(Saved entries)
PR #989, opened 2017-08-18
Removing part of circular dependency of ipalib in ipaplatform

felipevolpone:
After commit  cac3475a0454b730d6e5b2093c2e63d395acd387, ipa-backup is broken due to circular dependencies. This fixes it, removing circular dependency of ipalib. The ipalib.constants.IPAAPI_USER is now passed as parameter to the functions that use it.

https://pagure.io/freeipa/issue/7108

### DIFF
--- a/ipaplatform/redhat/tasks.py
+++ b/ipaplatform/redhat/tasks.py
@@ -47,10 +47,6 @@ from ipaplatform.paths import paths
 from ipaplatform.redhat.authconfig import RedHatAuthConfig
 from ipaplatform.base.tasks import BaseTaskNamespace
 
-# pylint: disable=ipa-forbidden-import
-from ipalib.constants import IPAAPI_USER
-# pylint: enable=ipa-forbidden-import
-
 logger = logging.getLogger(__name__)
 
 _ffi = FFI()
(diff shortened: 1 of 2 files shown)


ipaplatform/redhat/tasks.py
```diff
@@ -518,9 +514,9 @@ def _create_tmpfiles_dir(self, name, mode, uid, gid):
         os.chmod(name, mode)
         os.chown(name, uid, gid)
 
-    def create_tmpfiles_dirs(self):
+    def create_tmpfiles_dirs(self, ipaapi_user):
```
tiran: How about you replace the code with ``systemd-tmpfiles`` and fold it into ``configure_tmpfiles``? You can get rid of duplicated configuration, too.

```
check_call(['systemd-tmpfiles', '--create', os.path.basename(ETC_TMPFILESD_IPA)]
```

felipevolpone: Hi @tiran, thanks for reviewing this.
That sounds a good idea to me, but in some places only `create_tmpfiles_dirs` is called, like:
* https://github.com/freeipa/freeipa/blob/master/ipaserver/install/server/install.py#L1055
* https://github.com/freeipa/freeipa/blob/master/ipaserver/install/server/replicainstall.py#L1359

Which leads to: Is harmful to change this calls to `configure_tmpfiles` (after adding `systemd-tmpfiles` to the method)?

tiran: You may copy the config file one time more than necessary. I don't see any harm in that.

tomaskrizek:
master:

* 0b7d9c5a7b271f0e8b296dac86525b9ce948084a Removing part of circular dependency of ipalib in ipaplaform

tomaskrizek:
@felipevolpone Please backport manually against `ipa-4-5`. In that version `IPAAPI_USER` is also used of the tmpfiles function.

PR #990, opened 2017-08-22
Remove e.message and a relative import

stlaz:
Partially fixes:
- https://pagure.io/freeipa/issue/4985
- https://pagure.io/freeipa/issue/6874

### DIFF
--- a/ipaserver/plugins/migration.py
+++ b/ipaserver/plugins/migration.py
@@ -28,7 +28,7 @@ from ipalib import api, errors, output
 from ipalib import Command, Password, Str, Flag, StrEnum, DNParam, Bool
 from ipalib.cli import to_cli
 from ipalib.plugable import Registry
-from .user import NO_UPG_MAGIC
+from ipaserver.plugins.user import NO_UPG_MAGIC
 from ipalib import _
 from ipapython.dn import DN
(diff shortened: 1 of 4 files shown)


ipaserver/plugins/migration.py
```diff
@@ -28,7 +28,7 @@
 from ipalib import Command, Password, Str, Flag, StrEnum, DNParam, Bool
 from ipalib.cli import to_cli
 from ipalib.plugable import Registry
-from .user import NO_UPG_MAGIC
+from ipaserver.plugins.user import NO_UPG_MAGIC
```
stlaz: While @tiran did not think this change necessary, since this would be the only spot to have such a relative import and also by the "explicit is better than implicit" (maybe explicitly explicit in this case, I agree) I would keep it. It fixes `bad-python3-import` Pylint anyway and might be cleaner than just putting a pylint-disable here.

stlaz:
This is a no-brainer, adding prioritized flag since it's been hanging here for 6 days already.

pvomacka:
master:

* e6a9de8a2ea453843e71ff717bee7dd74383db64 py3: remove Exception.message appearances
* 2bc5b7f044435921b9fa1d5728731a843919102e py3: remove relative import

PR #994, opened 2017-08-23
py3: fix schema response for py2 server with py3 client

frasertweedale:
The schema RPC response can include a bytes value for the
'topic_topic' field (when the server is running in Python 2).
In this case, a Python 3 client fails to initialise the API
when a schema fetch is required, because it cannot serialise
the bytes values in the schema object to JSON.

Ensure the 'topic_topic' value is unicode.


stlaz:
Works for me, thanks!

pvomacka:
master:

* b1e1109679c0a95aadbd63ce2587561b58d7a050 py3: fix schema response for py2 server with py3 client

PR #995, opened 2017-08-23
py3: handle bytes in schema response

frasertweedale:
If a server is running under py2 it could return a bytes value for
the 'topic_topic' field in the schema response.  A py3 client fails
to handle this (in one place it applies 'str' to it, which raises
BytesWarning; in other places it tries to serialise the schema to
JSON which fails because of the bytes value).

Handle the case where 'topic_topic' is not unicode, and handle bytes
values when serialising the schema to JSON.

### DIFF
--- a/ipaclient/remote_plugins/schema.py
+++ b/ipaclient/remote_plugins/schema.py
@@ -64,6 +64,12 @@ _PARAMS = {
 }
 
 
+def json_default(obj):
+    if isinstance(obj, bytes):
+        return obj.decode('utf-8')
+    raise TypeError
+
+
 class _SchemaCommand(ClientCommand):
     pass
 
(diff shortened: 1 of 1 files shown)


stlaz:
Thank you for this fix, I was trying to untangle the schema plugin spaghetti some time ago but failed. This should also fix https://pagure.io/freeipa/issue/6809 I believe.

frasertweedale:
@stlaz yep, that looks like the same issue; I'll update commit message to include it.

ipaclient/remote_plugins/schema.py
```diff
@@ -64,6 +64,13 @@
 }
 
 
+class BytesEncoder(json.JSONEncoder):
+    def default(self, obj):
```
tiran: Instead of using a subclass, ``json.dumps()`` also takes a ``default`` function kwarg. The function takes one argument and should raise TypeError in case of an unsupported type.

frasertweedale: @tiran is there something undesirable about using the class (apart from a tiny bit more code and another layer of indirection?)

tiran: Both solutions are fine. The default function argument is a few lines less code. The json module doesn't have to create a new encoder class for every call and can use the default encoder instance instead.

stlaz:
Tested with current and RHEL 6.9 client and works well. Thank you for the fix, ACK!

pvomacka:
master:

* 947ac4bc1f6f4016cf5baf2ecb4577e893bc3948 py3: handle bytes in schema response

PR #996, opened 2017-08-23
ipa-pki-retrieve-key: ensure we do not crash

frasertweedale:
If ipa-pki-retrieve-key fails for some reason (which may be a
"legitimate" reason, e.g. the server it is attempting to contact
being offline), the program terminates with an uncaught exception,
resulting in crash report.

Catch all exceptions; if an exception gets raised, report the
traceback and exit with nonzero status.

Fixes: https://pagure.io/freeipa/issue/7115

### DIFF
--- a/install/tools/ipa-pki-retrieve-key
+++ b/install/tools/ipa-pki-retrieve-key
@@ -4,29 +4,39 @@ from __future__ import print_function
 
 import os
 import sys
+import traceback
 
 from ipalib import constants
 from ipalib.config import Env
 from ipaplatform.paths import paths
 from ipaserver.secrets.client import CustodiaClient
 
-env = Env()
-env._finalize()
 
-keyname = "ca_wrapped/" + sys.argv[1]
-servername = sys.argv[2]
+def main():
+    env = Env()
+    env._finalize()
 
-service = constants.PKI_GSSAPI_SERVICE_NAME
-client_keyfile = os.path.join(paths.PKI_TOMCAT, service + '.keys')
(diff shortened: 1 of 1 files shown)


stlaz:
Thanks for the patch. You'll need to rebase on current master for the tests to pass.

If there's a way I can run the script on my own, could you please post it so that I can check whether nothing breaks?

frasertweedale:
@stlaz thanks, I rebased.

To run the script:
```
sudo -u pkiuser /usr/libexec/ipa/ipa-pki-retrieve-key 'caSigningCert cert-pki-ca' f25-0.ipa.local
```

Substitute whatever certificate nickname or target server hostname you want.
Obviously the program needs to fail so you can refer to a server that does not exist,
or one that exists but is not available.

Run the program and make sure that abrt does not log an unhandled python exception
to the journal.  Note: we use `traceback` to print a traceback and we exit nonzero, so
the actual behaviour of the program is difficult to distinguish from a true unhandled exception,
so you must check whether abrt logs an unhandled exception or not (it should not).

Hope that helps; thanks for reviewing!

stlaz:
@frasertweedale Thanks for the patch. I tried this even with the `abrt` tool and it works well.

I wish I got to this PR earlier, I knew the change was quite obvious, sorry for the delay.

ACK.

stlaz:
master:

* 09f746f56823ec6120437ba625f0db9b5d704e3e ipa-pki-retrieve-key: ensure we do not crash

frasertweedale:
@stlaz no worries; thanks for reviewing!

...

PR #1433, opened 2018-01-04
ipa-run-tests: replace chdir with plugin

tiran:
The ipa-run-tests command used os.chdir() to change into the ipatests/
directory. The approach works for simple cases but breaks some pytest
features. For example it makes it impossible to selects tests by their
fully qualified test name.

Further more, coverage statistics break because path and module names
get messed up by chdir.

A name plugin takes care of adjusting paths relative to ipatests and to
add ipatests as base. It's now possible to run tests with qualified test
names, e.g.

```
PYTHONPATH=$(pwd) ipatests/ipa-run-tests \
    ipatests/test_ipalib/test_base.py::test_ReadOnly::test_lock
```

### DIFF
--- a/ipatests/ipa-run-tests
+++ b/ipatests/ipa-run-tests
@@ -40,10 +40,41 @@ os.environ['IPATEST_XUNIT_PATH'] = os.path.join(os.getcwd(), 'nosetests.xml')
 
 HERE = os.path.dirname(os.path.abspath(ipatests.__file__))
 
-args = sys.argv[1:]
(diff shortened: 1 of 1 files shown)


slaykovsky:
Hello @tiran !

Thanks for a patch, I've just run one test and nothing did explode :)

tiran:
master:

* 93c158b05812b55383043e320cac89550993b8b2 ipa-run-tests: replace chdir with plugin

...

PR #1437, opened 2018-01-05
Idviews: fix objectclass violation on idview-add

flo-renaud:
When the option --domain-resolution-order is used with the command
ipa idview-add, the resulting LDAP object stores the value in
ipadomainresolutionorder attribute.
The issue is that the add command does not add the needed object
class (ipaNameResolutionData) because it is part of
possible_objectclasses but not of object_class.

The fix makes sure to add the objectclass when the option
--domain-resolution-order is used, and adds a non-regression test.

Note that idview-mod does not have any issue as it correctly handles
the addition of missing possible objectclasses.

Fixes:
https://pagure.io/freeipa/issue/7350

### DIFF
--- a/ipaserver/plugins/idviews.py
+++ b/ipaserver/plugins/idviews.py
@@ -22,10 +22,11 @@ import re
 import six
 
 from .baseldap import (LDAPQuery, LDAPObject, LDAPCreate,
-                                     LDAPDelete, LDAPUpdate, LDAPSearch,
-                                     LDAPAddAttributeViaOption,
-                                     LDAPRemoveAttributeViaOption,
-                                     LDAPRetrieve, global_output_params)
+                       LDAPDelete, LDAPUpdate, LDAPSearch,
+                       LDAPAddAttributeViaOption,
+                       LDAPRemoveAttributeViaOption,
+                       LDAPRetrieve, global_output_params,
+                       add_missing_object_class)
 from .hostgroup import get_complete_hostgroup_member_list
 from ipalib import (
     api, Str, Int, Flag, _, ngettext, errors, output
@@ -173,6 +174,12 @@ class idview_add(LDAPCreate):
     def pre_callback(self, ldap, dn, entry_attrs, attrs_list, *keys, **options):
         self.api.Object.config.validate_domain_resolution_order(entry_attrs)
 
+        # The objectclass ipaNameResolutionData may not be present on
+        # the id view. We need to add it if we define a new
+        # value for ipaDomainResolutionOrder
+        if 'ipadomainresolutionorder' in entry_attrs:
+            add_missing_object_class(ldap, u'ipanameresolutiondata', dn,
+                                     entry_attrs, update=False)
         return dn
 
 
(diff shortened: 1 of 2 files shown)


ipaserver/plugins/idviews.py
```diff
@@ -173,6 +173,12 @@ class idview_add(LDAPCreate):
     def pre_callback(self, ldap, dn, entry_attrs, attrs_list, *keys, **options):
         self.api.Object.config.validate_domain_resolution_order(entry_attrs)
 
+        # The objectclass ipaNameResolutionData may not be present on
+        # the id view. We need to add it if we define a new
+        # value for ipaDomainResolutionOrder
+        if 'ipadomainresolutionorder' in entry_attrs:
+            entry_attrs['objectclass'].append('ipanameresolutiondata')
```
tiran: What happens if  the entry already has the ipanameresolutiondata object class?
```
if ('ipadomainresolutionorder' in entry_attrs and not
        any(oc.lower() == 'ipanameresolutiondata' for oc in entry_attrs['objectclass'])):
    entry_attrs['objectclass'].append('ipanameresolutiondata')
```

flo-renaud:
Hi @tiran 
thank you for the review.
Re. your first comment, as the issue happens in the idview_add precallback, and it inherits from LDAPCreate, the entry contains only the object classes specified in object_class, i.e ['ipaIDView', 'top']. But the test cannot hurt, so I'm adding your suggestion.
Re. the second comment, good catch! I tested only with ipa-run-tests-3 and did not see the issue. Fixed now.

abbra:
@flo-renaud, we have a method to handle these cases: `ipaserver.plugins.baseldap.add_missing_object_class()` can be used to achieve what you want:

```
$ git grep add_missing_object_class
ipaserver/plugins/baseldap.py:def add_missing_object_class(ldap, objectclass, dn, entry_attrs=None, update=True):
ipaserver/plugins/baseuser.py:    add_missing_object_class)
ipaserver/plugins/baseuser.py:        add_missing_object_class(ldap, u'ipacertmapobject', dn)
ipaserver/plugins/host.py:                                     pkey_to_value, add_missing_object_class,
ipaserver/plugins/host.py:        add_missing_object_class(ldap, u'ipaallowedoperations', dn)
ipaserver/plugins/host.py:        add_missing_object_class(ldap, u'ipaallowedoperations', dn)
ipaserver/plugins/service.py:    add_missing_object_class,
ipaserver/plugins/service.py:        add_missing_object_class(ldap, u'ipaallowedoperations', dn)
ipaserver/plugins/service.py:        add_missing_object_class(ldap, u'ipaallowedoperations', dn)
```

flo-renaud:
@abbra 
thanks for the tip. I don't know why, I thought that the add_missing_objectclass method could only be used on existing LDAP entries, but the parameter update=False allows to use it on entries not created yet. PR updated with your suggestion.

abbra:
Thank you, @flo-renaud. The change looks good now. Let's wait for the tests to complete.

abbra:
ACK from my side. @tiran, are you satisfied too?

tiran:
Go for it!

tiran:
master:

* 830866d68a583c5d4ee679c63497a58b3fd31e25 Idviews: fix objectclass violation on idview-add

- _What to work on_: Show all lines in the entries above where the word "qualified" appears.

- _Answer to this problem_:
fully qualified test name.
add ipatests as base. It's now possible to run tests with qualified test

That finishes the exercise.